Finding expansions of $p$-adic numbers (Number Theory).

Question

I am trying to get a better grasp of $p$-adic numbers by evaluating a few examples. I want to consider the $5$-adic field. What are the reduced expansions of $127$, $5/16$, and $3/5$ in the 5-adic field? (I have seen for negative integers that it is a simple infinite series, but for positive integers and rationals I am struggling to see how to find these expansions).

Answer 1

I think that the $5$-adic numbers are the best field to work out problems in. For hand computations, I recommend writing everything in $5$-ary expansion, that is base $5$. With the higher powers of $5$ to the left, of course, so that your first question is answered by writing $127_{10}=1002_5$ — that’s $2$ plus $5^3$.
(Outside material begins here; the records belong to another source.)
Issue #514, opened 2025-11-21
gsbase-less kernel


sangho2:
> > Side note, Coconut avoids use of gsbase in kernel mode altogether and instead has a per-CPU region of the kernel-mode address space (and per-CPU kernel-mode page tables). Interesting design choice...
> 
> Interesting. Our LiteBox kernel platform is still WiP, so we can adopt coconut's idea if it makes sense. Using `gsbase` and `swapgs` is not a strict requirement (might have a minor performance impact, though).

I'm trying to get more information about why they made this design choice. I think with their current design it's less efficient than using `gsbase`, but I don't think that has to be the case...

_Originally posted by @jstarks in https://github.com/microsoft/litebox/issues/510#issuecomment-3559546285_

PR #1087, opened 2026-07-24
Make the VTL1 kernel gsbase-less (#514)

dywongcloud:
Closes issue #514.

Remove all kernel-mode GSBASE/swapgs usage from VTL1, replacing it with RSP-based per-CPU lookup and per-core LSTAR syscall stubs. Also removes obsolete GSBASE infrastructure and fixes a vtl_switch RSP bug. ABI unchanged..


sangho2:
Hi @dywongcloud, Thank you for the contribution. Since we have not yet decided whether the VTL1 kernel will be GSBASE-less, I'd like to defer changes related to this area for now. Thus, I'm going to close this PR. We can revisit it once the design direction is settled.

I took a quick look at the PR and saw that the page table flag changes overlap with the changes in your previous PR. That might be helpful. 

Thanks again.

PR #349, opened 2017-12-07
Add grouper-ctl dump_sql command

rra:
Just walks the model and dumps the SQL to create the tables in
the configured engine.  This is enough to manually generate a
database migration with some confidence that the table SQL will be
correct, without the overhead of setting up a proper migration
management system.

### DIFF
--- a/grouper/ctl/dump_sql.py
+++ b/grouper/ctl/dump_sql.py
@@ -1,0 +1,24 @@
+from typing import TYPE_CHECKING
+
+from sqlalchemy.schema import CreateTable
+
+from grouper.models.base.model_base import Model
+from grouper.models.base.session import get_db_engine
+from grouper.settings import settings
+from grouper.util import get_database_url
+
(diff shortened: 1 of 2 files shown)


grouper/ctl/dump_sql.py
```diff
@@ -0,0 +1,25 @@
...
+def dump_sql_command(args):
+    # type: (argparse.Namespace) -> None
+    db_engine = get_db_engine(get_database_url(settings))
+    for table in Model.metadata.sorted_tables:
+        print CreateTable(table).compile(db_engine)
+
+
+def add_parser(subparsers):
+    # type: (argparse._SubParsersAction) -> None
+    print type(subparsers)
```
cbguder: Looks like this got left behind, causing the test failure

rra: Whoops, thank you!  Finished this relatively late last night and didn't check.

PR #359, opened 2018-01-04
Move all code into libraries

rra:
Best practice for testable code is to put as little as possible
in the command wrapper, since one has to go to special effort to
load and run that code.  Following the pattern for grouper-ctl,
move the main() routines of grouper-api and grouper-fe into the
library.

No tests currently take advantage of this (the problem I thought
I had turned out to be something else), but it lays the groundwork
for later test work.


cbguder:
Ugh, looks like `git grep` exits with `1` when it finds no results. We can probably get rid of everything related to `bin` in `mypy.sh` now that those files contain very little code.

Your third question concerns $3/5$, which is simply $3\times5^{-1}$, in other words, $0.3_5$.

Your second question is the most interesting, ’cause it involves an infinite repeating expansion. Remember that $5$-adically, the tiny powers of $5$ are the ones with high exponents: as $n\to+\infty$, $5^n\to0$ five-adically. So your infinite expansion is going to run off to the left, not to the right.

What you have to do to express $1/16$ as a $5$-adic expansion is find the first power of $5$, $5^n$, such that $16|(5^n-1)$. Well, the first multiple of $16$ among the numbers $4, 24, 124, 624, 3124\cdots$ is $624=16\times39$. So we get $$ \frac1{16}=\frac{39}{624}=\frac{-39}{1-625}=\frac{-39}{1-5^4}\,, $$ in which I’ve tortured the original fraction into the form of an infinite geometric series, $-39(1+5^4+5^8+5^{12}+\cdots)$. But this is of no use to us: if that had been $39$ in front of the series instead of $-39$, we would have gotten a repeating expansion for $-1/16$ of $$ -\frac1{16}=39+39\times5^4+\cdots=\>\cdots012401240124_5\,, $$ since the $5$-ary representation of $39$ is $124_5$.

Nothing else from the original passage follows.